§ Work item
Check every line below for the word "manually" and copy the ones that have it.

§ Data items
PR #2352, opened 2023-07-25
Add second customer

mattgauntseo-sentry:
#skip-changelog

### DIFF
--- a/gocd/generated-pipelines/relay-customer-2.yaml
+++ b/gocd/generated-pipelines/relay-customer-2.yaml
@@ -1,0 +1,109 @@
+format_version: 10
+pipelines:
+  deploy-relay-customer-2:
+    display_order: 5
+    environment_variables:
+      SENTRY_REGION: customer-2
+    group: relay
+    lock_behavior: unlockWhenFinished
+    materials:
+      deploy-relay-customer-1-pipeline-complete:
+        pipeline: deploy-relay-customer-1
+        stage: pipeline-complete
+      relay_repo:
+        branch: master
+        destination: relay
+        git: git@github.com:getsentry/relay.git
+        shallow_clone: true
+    stages:
+      - checks:
+          fetch_materials: true
+          jobs:
+            checks:
+              elastic_profile_id: relay
+              environment_variables:
+                GITHUB_TOKEN: '{{SECRET:[devinfra-github][token]}}'
+              tasks:
+                - script: |
+                    ##!/bin/bash
+
+                    /devinfra/scripts/checks/githubactions/checkruns.py \
+                        getsentry/relay \
+                        "${GO_REVISION_RELAY_REPO}" \
+                        "Integration Tests" \
+                        "Test (macos-latest)" \
+                        "Test (windows-latest)" \
+                        "Test All Features (ubuntu-latest)" \
+                        "Push GCR Docker Image"
+              timeout: 1800
+      - deploy-production:
+          fetch_materials: true
+          jobs:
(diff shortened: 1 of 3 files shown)


joshuarli (approved):

jjbayer (approved):

gocd/generated-pipelines/relay-customer-2.yaml
```diff
@@ -0,0 +1,109 @@
...
+
+                    /devinfra/scripts/k8s/k8s-deploy.py \
+                        --label-selector="service=relay-pop" \
+                        --image="us.gcr.io/sentryio/relay:${GO_REVISION_RELAY_REPO}" \
+                        --container-name="relay"
+              timeout: 1200
+      - pipeline-complete:
+          approval:
+            allow_only_on_success: true
+            type: success
```
iker-barriocanal, line 104: Are deployments on further customers blocked if a deployment on a customer doesn't succeed?

gocd/generated-pipelines/relay-customer-2.yaml
```diff
@@ -0,0 +1,109 @@
...
+
+                    /devinfra/scripts/k8s/k8s-deploy.py \
+                        --label-selector="service=relay" \
+                        --image="us.gcr.io/sentryio/relay:${GO_REVISION_RELAY_REPO}" \
+                        --container-name="relay"
+              timeout: 1200
+      - progress-to-pops:
+          approval:
+            allow_only_on_success: true
+            type: manual
```
iker-barriocanal, line 73: Does this require manual approval to progress processing -> pops for each customer?

gocd/generated-pipelines/relay-customer-2.yaml
iker-barriocanal, line 1: What is the difference between the customer 2 and customer 1 deployment scripts? Is there any chance we can have a single script for all customers?

iker-barriocanal (commented):
Leaving a couple of questions since I'm missing some context.

gocd/generated-pipelines/relay-customer-2.yaml
mattgauntseo-sentry: yes it is - the idea being that with each deploy we should have increasing confidence that the deploy is safe / going to succeed.

gocd/generated-pipelines/relay-customer-2.yaml
mattgauntseo-sentry: yes exactly. This is how it was originally configured for the US deployment and I think we discussed it in previous PRs and this was desirable to keep.

If you'd like to change this behavior happy to discuss ideas (i.e. if you only care about this manual approval for US deployments I'm happy to add a PR to do that)

gocd/generated-pipelines/relay-customer-2.yaml
mattgauntseo-sentry: All of these changes are generated from a jsonnet file (see gocd/templates/relay.jsonnet).

The reason we are adding the files in this commit is because GoCD expects the generated yaml to import and create the pipeline.

In the near future (we are hoping to deploy today/tomorrow) we'll have a GoCD plugin that can read jsonnet files, after that the `gocd/generated-pipelines` will be deleted.

As for "why is customer-2.yaml being generated" - if you look at the jsonnetfile.json file, it's a version bump of a library, this library determines what regions are deployed and where, in this case, v1.2.2 was [s4s, us, customer-1] and in v1.2.3 the deployments are [s4s, us, customer-1, customer-2].

PR #3626, opened 2024-05-21
fix(metric-stats): Use cardinality timestamp for reports

Dav1dde:
Aligns the timestamps of the cardinality reports with the actual cardinality limiting.

Without aligning the timestamps increased cardinality could spill over to new "metric minutes" which in general isn't a big problem but using the same timestamp is correct.

#skip-changelog


jjbayer (approved):
Makes sense, could you add a one-liner to the PR description about what can happen if these timestamps are not aligned?

PR #3628, opened 2024-05-21
feat(metrics): Limit metric name to 150 chars

### LINKED ISSUE #3614: Enforce limit of 200 chars per MRI
The indexer can support strings up to 200 chars long. In case a metric with an MRI over 200 chars is received by the consumer, it will be dropped. We want to avoid this behavior, thus we want to perform validation in Relay.

Either we drop the metric or we cut off the MRI, maybe in a smart way, by trying to cut off first the unit and then the name. If with both of them cut the length is still > 200, we will drop it.

iambriccardo:
This PR limits the metric name to 150 characters, which is added to the limit of 15 characters in the metric unit. Since we have a total of 200 characters supported by the indexer, we now have 35 chars for separators, type and namespace of the MRI.

Closes: https://github.com/getsentry/relay/issues/3614

### DIFF
--- a/relay-base-schema/src/metrics/mod.rs
+++ b/relay-base-schema/src/metrics/mod.rs
@@ -39,8 +39,13 @@ pub fn try_normalize_metric_name(name: &str) -> Option<Cow<'_, str>> {
         return Some(normalized_name);
     }
 
-    // We limit the string to a fixed size. Here we are taking slices assuming that we have a single
-    // character per index since we are normalizing the name above.
+    // We limit the string to a fixed size.
+    //
+    // Here we are taking slices, assuming that we have a single character per index since we are
+    // normalizing the name above.
+    //
+    // If we allow characters that take more than 1 byte per character, we will need to change this
+    // function. Otherwise, it will panic because the index might cut a character in half.
     Some(match normalized_name {
         Cow::Borrowed(value) => Cow::Borrowed(&value[..CUSTOM_METRIC_NAME_MAX_SIZE]),
         Cow::Owned(mut value) => {
--- a/relay-base-schema/src/metrics/mod.rs
+++ b/relay-base-schema/src/metrics/mod.rs
@@ -31,11 +31,11 @@ pub fn try_normalize_metric_name(name: &str) -> Option<Cow<'_, str>> {
 
     // Note: `-` intentionally missing from this list.
     let normalize_re = NORMALIZE_RE.get_or_init(|| Regex::new("[^a-zA-Z0-9_.]+").unwrap());
-    let normalized = normalize_re.replace_all(name, "_");
+    let normalized_name = normalize_re.replace_all(name, "_");
 
     // We limit the string to a fixed size. Here we are taking slices assuming that we have a single
     // character per index since we are normalizing the name above.
-    Some(match normalized {
+    Some(match normalized_name {
         Cow::Borrowed(value) => {
             Cow::Borrowed(&value[..min(value.len(), CUSTOM_METRIC_NAME_MAX_SIZE)])
         }
--- a/relay-base-schema/src/metrics/mod.rs
+++ b/relay-base-schema/src/metrics/mod.rs
@@ -9,6 +9,7 @@ pub use self::name::*;
 pub use self::units::*;
 
 use regex::Regex;
+use std::cmp::min;
 use std::{borrow::Cow, sync::OnceLock};
 
 const CUSTOM_METRIC_NAME_MAX_SIZE: usize = 150;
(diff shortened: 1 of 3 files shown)


relay-base-schema/src/metrics/mod.rs
```diff
@@ -26,9 +28,18 @@ pub fn try_normalize_metric_name(name: &str) -> Option<Cow<'_, str>> {
         return None;
     }
 
+    // Take a slice of the first n characters.
+    let end_index = name
```
iambriccardo, line 32: This index is non-inclusive, so it refers to the `n + 1`th element.

relay-base-schema/src/metrics/mod.rs
```diff
@@ -9,8 +9,11 @@ pub use self::name::*;
 pub use self::units::*;
 
 use regex::Regex;
+use std::cmp::min;
 use std::{borrow::Cow, sync::OnceLock};
 
+const CUSTOM_METRIC_NAME_MAX_SIZE: usize = 150;
```
Dav1dde, line 17: A short comment explaining the limit would be good, also can mention the technical limit in the indexer and how much space that leaves for units and namespace names.

Also we need to not forget to update the sentry dev docs.

relay-base-schema/src/metrics/mod.rs
```diff
@@ -28,7 +31,18 @@ pub fn try_normalize_metric_name(name: &str) -> Option<Cow<'_, str>> {
...
+    let normalized_name = normalize_re.replace_all(name, "_");
+
+    // We limit the string to a fixed size. Here we are taking slices assuming that we have a single
+    // character per index since we are normalizing the name above.
+    Some(match normalized_name {
+        Cow::Borrowed(value) => {
+            Cow::Borrowed(&value[..min(value.len(), CUSTOM_METRIC_NAME_MAX_SIZE)])
+        }
+        Cow::Owned(value) => {
+            Cow::Owned(value[..min(value.len(), CUSTOM_METRIC_NAME_MAX_SIZE)].to_string())
```
Dav1dde: We can avoid the allocation here using truncate

relay-base-schema/src/metrics/mod.rs
```diff
@@ -28,7 +31,18 @@ pub fn try_normalize_metric_name(name: &str) -> Option<Cow<'_, str>> {
...
     // Note: `-` intentionally missing from this list.
     let normalize_re = NORMALIZE_RE.get_or_init(|| Regex::new("[^a-zA-Z0-9_.]+").unwrap());
-    Some(normalize_re.replace_all(name, "_"))
+    let normalized_name = normalize_re.replace_all(name, "_");
+
+    // We limit the string to a fixed size. Here we are taking slices assuming that we have a single
+    // character per index since we are normalizing the name above.
+    Some(match normalized_name {
+        Cow::Borrowed(value) => {
+            Cow::Borrowed(&value[..min(value.len(), CUSTOM_METRIC_NAME_MAX_SIZE)])
```
Dav1dde: Instead of doing the min check twice we can also just do it outside of the match: `if foo.len() <= LIMIT { return foo; } ...`

relay-base-schema/src/metrics/mri.rs
```diff
@@ -464,6 +464,23 @@ mod tests {
         );
     }
 
+    #[test]
+    fn test_normalize_name_length() {
+        let long_mri = "c:custom/ThisIsACharacterLongStringForTestingPurposesToEnsureThatWeHaveEnoughCharactersToWorkWithAndToCheckIfOurFunctionProperlyHandlesSlicingAndNormalizationWithoutErrors";
```
Dav1dde, line 469: makes sense to also have a test on how it behaves when we have replacement characters in the name which get replaced with a single underscore

relay-base-schema/src/metrics/mod.rs
```diff
@@ -28,7 +33,21 @@ pub fn try_normalize_metric_name(name: &str) -> Option<Cow<'_, str>> {
...
+    if normalized_name.len() <= CUSTOM_METRIC_NAME_MAX_SIZE {
+        return Some(normalized_name);
+    }
+
+    // We limit the string to a fixed size. Here we are taking slices assuming that we have a single
+    // character per index since we are normalizing the name above.
+    Some(match normalized_name {
+        Cow::Borrowed(value) => Cow::Borrowed(&value[..CUSTOM_METRIC_NAME_MAX_SIZE]),
+        Cow::Owned(mut value) => {
+            value.truncate(CUSTOM_METRIC_NAME_MAX_SIZE);
```
jjbayer, line 52: Note that both `&value[..CUSTOM_METRIC_NAME_MAX_SIZE]` and `String::truncate` would panic if it wasn't for `normalize_re` and the .`len()` check. I don't have a better idea right now, but it's something to keep in mind if we ever refactor this function.

Maybe we can turn the early return of the length check into a `if normalized.len() > CUSTOM_METRIC_NAME_MAX_SIZE { ... }` block to clarify that these belong together, and add a `debug_assert!(value.is_ascii());`

jjbayer (approved):

relay-base-schema/src/metrics/mri.rs
```diff
@@ -474,6 +474,14 @@ mod tests {
             "ThisIsACharacterLongStringForTestingPurposesToEnsureThatWeHaveEnoughCharactersToWorkWithAndToCheckIfOurFunctionProperlyHandlesSlicingAndNormalizationW"
         );
 
+        let long_mri_with_replacement = "c:custom/ThisIsÄCharacterLongStringForŤestingPurposesToEnsureThatWeHaveEnoughCharactersToWorkWithAndToCheckIfOurFunctionProperlyHandlesSlicingAndNormalizationWithoutErrors";
```
Dav1dde: The test is supposed to show what happens if **multiple** characters get replaced with a **single** underscore. Also possibly makes sense to have a separate test case for exactly this behaviour.

relay-base-schema/src/metrics/mod.rs
iambriccardo: Yeah, this was considered, in my opinion our best bet is to put enough good tests so that a malicious refactor will be noticed.

PR #3629, opened 2024-05-21
ref(metric-stats): Make metric stats collection configurable

Dav1dde:
To make it possible to collect metric stats from our pop layer without enabling it for managed customer Relays. This follows a similar configuration pattern we have for outcomes.

#skip-changelog

### DIFF
--- a/relay-server/src/metric_stats.rs
+++ b/relay-server/src/metric_stats.rs
@@ -107,7 +107,8 @@ impl MetricStats {
     }
 
     fn is_enabled(&self, scoping: Scoping) -> bool {
-        self.config.processing_enabled() && self.is_rolled_out(scoping.organization_id)
+        (self.config.processing_enabled() || self.config.metric_stats_enabled())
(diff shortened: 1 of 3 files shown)


relay-server/src/metric_stats.rs
```diff
@@ -107,7 +107,8 @@ impl MetricStats {
     }
 
     fn is_enabled(&self, scoping: Scoping) -> bool {
-        self.config.processing_enabled() && self.is_rolled_out(scoping.organization_id)
+        (self.config.processing_enabled() || self.config.metric_stats_enabled())
```
jjbayer: nit: Should `metric_stats_enabled()` check `self.config.processing_enabled()` (that's where the behavior is documented)?

jjbayer (approved):

relay-server/src/metric_stats.rs
Dav1dde: Good idea, will update the code and adjust docs!

PR #3630, opened 2024-05-21
chore(llm-monitoring): Extract AI data from data instead of measurements

colin-sentry:
We need to start porting things over to data, since `measurements` is being deprecated and will be removed from the APIs.

For backcompat, this goes data -> measurement -> metric

### DIFF
--- a/relay-event-normalization/src/normalize/span/tag_extraction.rs
+++ b/relay-event-normalization/src/normalize/span/tag_extraction.rs
@@ -643,20 +643,46 @@ pub fn extract_tags(
     span_tags
 }
 
+fn value_to_f64(val: Option<&Value>) -> Option<f64> {
+    match val {
+        Some(Value::F64(f)) => Some(*f),
+        Some(Value::I64(i)) => Some(*i as f64),
+        Some(Value::U64(u)) => Some(*u as f64),
+        _ => None,
+    }
+}
+
 /// Copies specific numeric values from span data to span measurements.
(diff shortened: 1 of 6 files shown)


phacops:
Long term, we only want `data` to stay. So, I would change the metric to read from `data` fields and extract measurements to those `data` fields if need be, otherwise the SDK will start sending them directly and no extraction needed.

phacops (commented):
Long term, we only want `data` to stay. So, I would change the metric to read from `data` fields and extract measurements to those `data` fields if need be, otherwise the SDK will start sending them directly and no extraction needed.

iambriccardo (approved):
LGTM

relay-event-normalization/src/normalize/span/tag_extraction.rs
```diff
@@ -643,20 +643,46 @@ pub fn extract_tags(
...
 }
 
+fn value_to_f64(val: Option<&Value>) -> Option<f64> {
+    match val {
+        Some(Value::F64(f)) => Some(*f),
+        Some(Value::I64(i)) => Some(*i as f64),
+        Some(Value::U64(u)) => Some(*u as f64),
+        _ => None,
+    }
+}
```
jjbayer, line 653: Nice!

jjbayer (approved):
@colin-sentry could you please expand the PR description to include the motivation for this change? Can be a one-liner.

PR #3631, opened 2024-05-21
feat(spans): extract cache key in indexed spans

KevinL10:
Adds a cache key field to the indexed spans.

We currently derive the key from the second word of the `span.description` as a temporary hack. Once the SDKs start streaming the cache key through `span.data`, we'll update how we derive the key.


relay-event-normalization/src/normalize/span/tag_extraction.rs
```diff
@@ -465,6 +467,15 @@ pub fn extract_tags(
                 let tag_value = if *cache_hit { "true" } else { "false" };
                 span_tags.insert(SpanTagKey::CacheHit, tag_value.to_owned());
             }
+            // Read the cache key from the 2nd word of the span description
+            // TODO: derive cache key from span.data instead when SDKs are ready
+            if let Some(cache_key) = span
+                .description
+                .value()
+                .and_then(|description| description.split(' ').nth(1))
```
DominikB2014: I think we should update this to grab it from span.data right away. Note that cache.key is a array 
https://develop.sentry.dev/sdk/performance/modules/caches/

So we'll have to convert that to a string, correct me if I'm wrong @jjbayer ?


1. The SDKs should have this support this soon as part of the cache module v0 launch, we'll inform customers that they must update to a minimum version.
2. Cache.key is what we'll be documenting for manually instrumenting.
3. This would break if there are multiple keys (think MGET), if the key has a space in it, or if someone puts a custom span description (should be common if manually instrumented). I'd rather not store a bunch of data that could have issues.

Just to add, the reason why it was okay on the frontend as a hack, is because there was no storage implications, and it allowed us to POC something quickly. Recently we decided to just display the whole span description anyways.

KevinL10: Once we serialize the cache keys as a string, at what point (if any) do we need to deserialize the cache.key so that we store it as an Array type in Clickhouse?

DominikB2014: So that's the unfortunate thing, will need to first confirm with @jjbayer, but I believe currently we only have the ability to store this data as a string in clickhouse through relay. So the only place to deserialize would be from the frontend. This also means, if we want to search by key, we'll probably have to do an awkward string search from the frontend side when querying for the searlized array.

@narsaynorath i believe u ran into something similar with mobile mobiles, maybe u have something to add here too?

narsaynorath: No, unfortunately we didn't have any similar needs for array fields in clickhouse.

From what I understand of the description, this is meant to tie us over until the SDKs are able to send some kind of `cache.key` value independently? @DominikB2014  Do we know the timeline on that and if it's soon, can we punt filtering on this field until that gets captured properly? Otherwise, yeah, it could be a headache if we generate bad data for customers.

§ Result for this task
2. Cache.key is what we'll be documenting for manually instrumenting.
3. This would break if there are multiple keys (think MGET), if the key has a space in it, or if someone puts a custom span description (should be common if manually instrumented). I'd rather not store a bunch of data that could have issues.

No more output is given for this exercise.